Meditation | I use the headspace app to help me do mind exercises. I do these when I am not feeling stressed or anxious so that when those feelings show up I can handle them better.
Ashwagandha | It is referred to as an indian ginseng that helps combat internal stress, boost the immune system, and improve the memory amongst other benefits. I take it as a daily supplement in capsule form but it can be ingested as a tea or powder.
Herbs & Plants | While living a friend who had years of organizing experience and extensive knowledge about plants, herbal medicine and spiritual herbalism I was able to try different herbs that were good for depression, anxiety, stress and grief. These include Damiana, Lavender, Oatstraw, Chamomile, St-John’s Wort, and Valerian.
Whole Foods | Not the supermarket. Eating whole foods, green foods, grounding foods high in vitamins and minerals gives me more energy and make me feel rooted. I am more active when I eat whole foods which leads me to…
Body Movement | Moving my body via dancing, exercising, or stretching takes my mind to another place, allows me to be present in that moment, and gives me a boost (endorphins) to conquer other things in that day.
Writing | I journal a lot. I use to observe my mami write in her journal when I was younger and have written in them since. I write thoughts that are in mind, letters to people, poems, intentions, prayers, recipes, etc. I just write it out.
Spirituality & Praying | I believe in a higher power! I talk to God every day to offer my gratitude on the days I feel joy and to ask him for strength on the days I feel uncertain. I am blessed to be guided by a God, Goddesses, my ancestors and spirits.
Being Present | Staying in the now as much as I can. Focusing on the past and the future is a trigger for me and so being present to the day and moment I am in is helpful.

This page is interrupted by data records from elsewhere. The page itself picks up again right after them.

PR #3, opened 2022-09-14
Add go.mod and go.sum for the certifier service

rgerganov:
The certifier service cannot be built unless GO111MODULE=off is set. This patch fixes this by adding go.mod and go.sum files.


rgerganov:
The module name also needs to be updated from `github.com/jlmucb/crypto/v2/certifier-framework-for-confidential-computing/certifier_service` to `github.com/vmware-research/certifier-framework-for-confidential-computing/certifier_service` to match the new repository. It will require changing the import path in the go sources. I can submit a new PR for this or change this one.

PR #18, opened 2023-02-01
Platfom verify

jlmucb:
This is the platform property support


src/certifier_proofs.cc
```diff
@@ -639,6 +639,21 @@ bool get_debug_property(const sev_attestation_message& sev_att, property* prop)
...
 
+bool get_tcb_version_property(const sev_attestation_message& sev_att, property* prop) {
+  int value = 0;
+
+  attestation_report* r= (attestation_report*) sev_att.reported_attestation().data();
+  value = (int)(((r->policy)>>8)&0xff);
+  string str_name("tcb-version");
+  string str_equal("=");
+  string str_type("int");
+  value = (((int)r->platform_version.boot_loader) << 24) |
```
yelvmw: I would just use the "r->raw" field here.

PR #29, opened 2023-03-14
Gramine/SGX DCAP remote verification - initial version

asmprogrammer5:


asmprogrammer5:
Not needed for now, since verification is done within Certifier.

Issue #33, opened 2023-03-30
Attestation Report is out of date.


larrydewey:
This attestation can be updated to match the current specification. Pulling an attestation report based off of this with the latest firmware will cause fields to be misaligned.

Holding Compassion | Dealing with any illness is hard! Having compassion for myself is something recent I am doing. I try to treat myself like a plant or a baby. Being gentle and kind with myself. Hydrating and nourishing myself. Getting some sun, doing as much or little as I can. Doing what feels good, what invites joy.
While my mental illness does not define me, it is a part of me. It influences how I eat, react, and what I create. My months of being in bed depressed and coping with my anxiety led to the idea for my business. Mental illness is real AND I am choosing to use it to create something I and my community can benefit from -- awareness, support, and compassion.
This essay is part of the the #52Essays2017 writing challenge I am participating in (along with 600+ people) created by the writer Vanessa Mártir as well as my #Breakthrough26 challenge where I do shit that scares me. Woosah!